EK: That makes sense on the ideological level, but also on the vaguely crass political level. One of the interesting things about the Obama campaign is that it's running something of a down-ticket presidential race. They've, almost in an ostentatious way, been talking about spending money in Texas, not even for this election, but in order to influence a 2010 redistricting, they've been talking about a 50-state strategy.
AD: Absolutely, that's been all over the country, the 50-state strategy…
EK: That seems very different to me.
AD: It's not about competing in every state this year. The Obama campaign knows full well they're not going to win Texas and South Carolina. [Laughs.] But what they do realize is that they can change the voter profile in numerous states around this country, including my state of Alabama, and if you change the voter profile by bringing an exodus of unregistered, unengaged voters into the process, you have created an environment for Democrats to win in all kinds of places in the country where it's been inconceivable for Democrats to win. That may be the biggest legacy that the Obama campaign leaves in the Democratic party. Because we've lost ground, under Carter and Clinton, as a party. The Democratic party lost President Carter. The Democratic party lost the Congress under Clinton. So Obama's trying to reverse that, Obama's trying to strengthen the party, to make it more cohesive, and to give it a chance to win elections in previously inhospitable environments.
EK: Do you think it's a specific party project for him or is it larger?
AD: No, I think he perceives it as something larger than him, I think he's correct in perceiving it that way. I think Barack Obama is making a very strategic assessment of the kind of political leader and kind of president he wants to be. I think that he recognizes that successful presidents build stronger party structures, successful presidents ignite grassroots movements, successful presidents create their own political identity that others can adopt or attach themselves to. That's a hallmark of FDR, it's a hallmark of Ronald Reagan, it's a hallmark of Abraham Lincoln -- hallmark of Andrew Jackson. Many of our presidents who've been successful from a standpoint of winning elections and building a majority for their party, that's been a hallmark. They build a particular presidential identity that other politicians for generations could attach themselves to, Jacksonian democrats, Lincoln republicans, Roosevelt democrats, Reagan republicans.
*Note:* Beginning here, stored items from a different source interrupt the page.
PR #2960, opened 2026-09-09
Bound WebRTC video uploads and clean up owned files

digaobarbosa:
# Description

WebRTC file uploads can retain arbitrary data and orphan temporary files; apply the existing video input budget to one validated upload per session and clean up failed or closed uploads.

## Type of change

Heck, Ronald Reagan is still the best brand in the Republican party.
This year you had literally a debate in the Ronald Reagan library and all the candidates were asked the question by an intelligent moderator "Compare yourself to Ronald Reagan and tell why you're more like him than the guy next to you." That says something, that says even now, a number of years after his presidency, that there is an identification with his presidency that is cultural, that is ideological, that is political, and an individual that creates that will have been a transformational figure. I think Obama recognizes that.